Germs are generally considered to be bacteria, viruses, protozoa, helminths/worms and fungi.


Bacteria are so small that they can only be seen with the aid of a microscope.


These are single-cell organisms that do not contain a nucleus. They may invade the body through the respiratory tract by inhalation of small droplets as in the case of tuberculosis or they may be ingested by mouth and attack the gastrointestinal tract and cause nausea and vomiting as seen in food poisoning.


Other organisms may enter the body by a puncture site under the skin, causing an abscess which would act as a local infection. If bacteria make their way into the blood stream, multiple organs may become infected.


Bacteria have certain characteristics that aid in causing disease.


Some are able to attach to our cells or tissue and cause disease. Some bacteria may destroy normal cells; an example of this would be tuberculosis.


Others may produce toxins or a poison substance, and the classic examples would be food poisoning and tetanus.


Not all bacteria cause disease or illness, and it is believed that only about 1 percent are harmful.


Many bacteria are harmless or are made harmless by our immune system; some are helpful particularly those that normally live in our gastrointestinal tracts. It has been estimated that there can be up to 40 million bacterial cells in a gram of soil.


The biomass of all bacteria on earth is greater than that of all plants and animals combined. There are 10 times the number of bacterial cells in the human flora as there are total human cells.
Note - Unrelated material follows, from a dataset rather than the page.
PR #4978, opened 2021-05-06
Fix 4783 - by adding an allow.assign.inplace attribute

OfekShilon:
Previous fix attempts were too general (global option) or too specific (per-column attribute). This one, I hope, hits the right balance: `setDT` adds a per-dt attribute that disables in-place assignment semantics.  It was made from a fresh fork to ease merging.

Bacteria are able to reproduce rapidly, and each individual organism may reproduce once in 20 minutes or less. Therefore, if potato salad is left out overnight and starts with only one bacterial cell at 9 p.m., there could be as many as 134 million organisms by 6 a.m.


Other than our immune systems, antibiotics are an alternate source of resisting the illness caused by bacteria.


Antibiotics must harm the bacterial cell wall but not human cells. They may alter bacterial cell wall synthesis or their folic acid synthesis or even DNA and protein synthesis.


Penicillin was the first antibiotic widely used that interfered with synthesis of bacterial cell walls.


Sulfa drugs kill bacteria by inhibiting certain metabolic pathways. These bacterial cells require the B vitamin known as folic acid, and they, unlike humans, are capable of making folic acid.


Sulfa drugs interfere with bacterial cell folic acid synthesis; if this process is blocked, the bacterial cell will die or no longer grow.


Tetracycline inhibits protein synthesis by crossing into the cell wall and once arriving in the cells cytoplasm binds to sites that blocks RNA protein synthesis.


Ciprofloxacin, on the other hand, blocks DNA synthesis and is helpful in treating anthrax.


Because of the widespread use of antibiotics today, particularly in the beef and cattle industry, there is concern that bacteria will become resistant to many of our presently effective antibiotics.


Some bacteria are predators and kill other microorganisms then consume them and absorb their nutrients. One example is an organism called Vampirococcus.


David Keisler is a gastroenterologist and internist in Aiken.